● **Provided data**:
- - - -

PR #1147, opened 2017-12-19
[WIP] Fix an error case with task limits

petderek:
### Summary
This fixes a bug with task limits

### Implementation details
If the host doesn't have hierarchical memory flag  (`use_hierarchy`) enabled, it can cause tasks to not enforce task limits correctly. This doesn't affect container size limits.

The agent will now manually set the `use_hierarchy` flag.

### Testing

New tests cover the changes: indeed

* Bug - Task limit enforcement breaks in some conditions

### Licensing

### DIFF
--- a/agent/resources/resources_linux.go
+++ b/agent/resources/resources_linux.go
@@ -16,27 +16,39 @@
 package resources
 
 import (
+	"os"
+	"path/filepath"
+	"strconv"
+
 	"github.com/aws/amazon-ecs-agent/agent/api"
 	"github.com/aws/amazon-ecs-agent/agent/config"
 	"github.com/aws/amazon-ecs-agent/agent/resources/cgroup"
+	"github.com/aws/amazon-ecs-agent/agent/utils/ioutilwrapper"
 	"github.com/cihub/seelog"
 	"github.com/containerd/cgroups"
 	"github.com/pkg/errors"
 )
 
+const (
+	memorySubsystem    = "/sys/fs/cgroup/memory/"
+	memoryUseHierarchy = "memory.use_hierarchy"
+)
+
 // cgroupWrapper implements the Resource interface
 type cgroupWrapper struct {
 	control cgroup.Control
+	ioutil  ioutilwrapper.IOUtil
 }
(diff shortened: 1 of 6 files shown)


agent/resources/resources_linux.go
```diff
@@ -16,27 +16,39 @@
...
 	"github.com/aws/amazon-ecs-agent/agent/config"
 	"github.com/aws/amazon-ecs-agent/agent/resources/cgroup"
+	"github.com/aws/amazon-ecs-agent/agent/utils/ioutilwrapper"
 	"github.com/cihub/seelog"
 	"github.com/containerd/cgroups"
 	"github.com/pkg/errors"
 )
 
+const (
+	memorySubsystem    = "/sys/fs/cgroup/memory/"
```
nmeyerhans: This feels like tech debt to me. If we're running in a container managed by ecs-init, we can assume the existence of this path, but otherwise we can't. Additionally, we probably don't want to set memory.use_hierarchy system-wide, but only for a specific cgroup hierarchy. Probably this should simply be the /ecs hierarchy, but it's conceivable we might want it only at the task level. Really we only need it at the task level, but setting it for /ecs will get us that and I don't think there are any drawbacks.

petderek: You're right, I was only considering the container as managed by ecs-init. However, the /ecs/ hierarchy will be brought in on line 109 with the `filepath.Join(memorySubsystem, cgroupRoot, memoryUseHierarchy)`. cgroupRoot should contain ` /ecs/`.

I think I can make a couple improvements:
- check for the other common prefix for cgroup hierarchy
- check to see if the value is 1 before writing

adnxn: > check to see if the value is 1 before writing

this makes sense

@nmeyerhans do you think it makes sense to have this be configurable through ecs.config? and for our case default to `/sys/fs/cgroup/memory/`. let me know what you think please.

adnxn:
closing in favor of https://github.com/aws/amazon-ecs-agent/pull/1195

- - - -

● **Problem details**: Copy every record exactly, leaving each line intact.

● **Written solution**:
PR #1147, opened 2017-12-19
[WIP] Fix an error case with task limits

petderek:
### Summary
This fixes a bug with task limits

### Implementation details
If the host doesn't have hierarchical memory flag  (`use_hierarchy`) enabled, it can cause tasks to not enforce task limits correctly. This doesn't affect container size limits.

The agent will now manually set the `use_hierarchy` flag.

### Testing

New tests cover the changes: indeed

* Bug - Task limit enforcement breaks in some conditions

### Licensing

### DIFF
--- a/agent/resources/resources_linux.go
+++ b/agent/resources/resources_linux.go
@@ -16,27 +16,39 @@
 package resources
 
 import (
+	"os"
+	"path/filepath"
+	"strconv"
+
 	"github.com/aws/amazon-ecs-agent/agent/api"
 	"github.com/aws/amazon-ecs-agent/agent/config"
 	"github.com/aws/amazon-ecs-agent/agent/resources/cgroup"
+	"github.com/aws/amazon-ecs-agent/agent/utils/ioutilwrapper"
 	"github.com/cihub/seelog"
 	"github.com/containerd/cgroups"
 	"github.com/pkg/errors"
 )
 
+const (
+	memorySubsystem    = "/sys/fs/cgroup/memory/"
+	memoryUseHierarchy = "memory.use_hierarchy"
+)
+
 // cgroupWrapper implements the Resource interface
 type cgroupWrapper struct {
 	control cgroup.Control
+	ioutil  ioutilwrapper.IOUtil
 }
(diff shortened: 1 of 6 files shown)


agent/resources/resources_linux.go
```diff
@@ -16,27 +16,39 @@
...
 	"github.com/aws/amazon-ecs-agent/agent/config"
 	"github.com/aws/amazon-ecs-agent/agent/resources/cgroup"
+	"github.com/aws/amazon-ecs-agent/agent/utils/ioutilwrapper"
 	"github.com/cihub/seelog"
 	"github.com/containerd/cgroups"
 	"github.com/pkg/errors"
 )
 
+const (
+	memorySubsystem    = "/sys/fs/cgroup/memory/"
```
nmeyerhans: This feels like tech debt to me. If we're running in a container managed by ecs-init, we can assume the existence of this path, but otherwise we can't. Additionally, we probably don't want to set memory.use_hierarchy system-wide, but only for a specific cgroup hierarchy. Probably this should simply be the /ecs hierarchy, but it's conceivable we might want it only at the task level. Really we only need it at the task level, but setting it for /ecs will get us that and I don't think there are any drawbacks.

petderek: You're right, I was only considering the container as managed by ecs-init. However, the /ecs/ hierarchy will be brought in on line 109 with the `filepath.Join(memorySubsystem, cgroupRoot, memoryUseHierarchy)`. cgroupRoot should contain ` /ecs/`.

I think I can make a couple improvements:
- check for the other common prefix for cgroup hierarchy
- check to see if the value is 1 before writing

adnxn: > check to see if the value is 1 before writing

this makes sense

@nmeyerhans do you think it makes sense to have this be configurable through ecs.config? and for our case default to `/sys/fs/cgroup/memory/`. let me know what you think please.

adnxn:
closing in favor of https://github.com/aws/amazon-ecs-agent/pull/1195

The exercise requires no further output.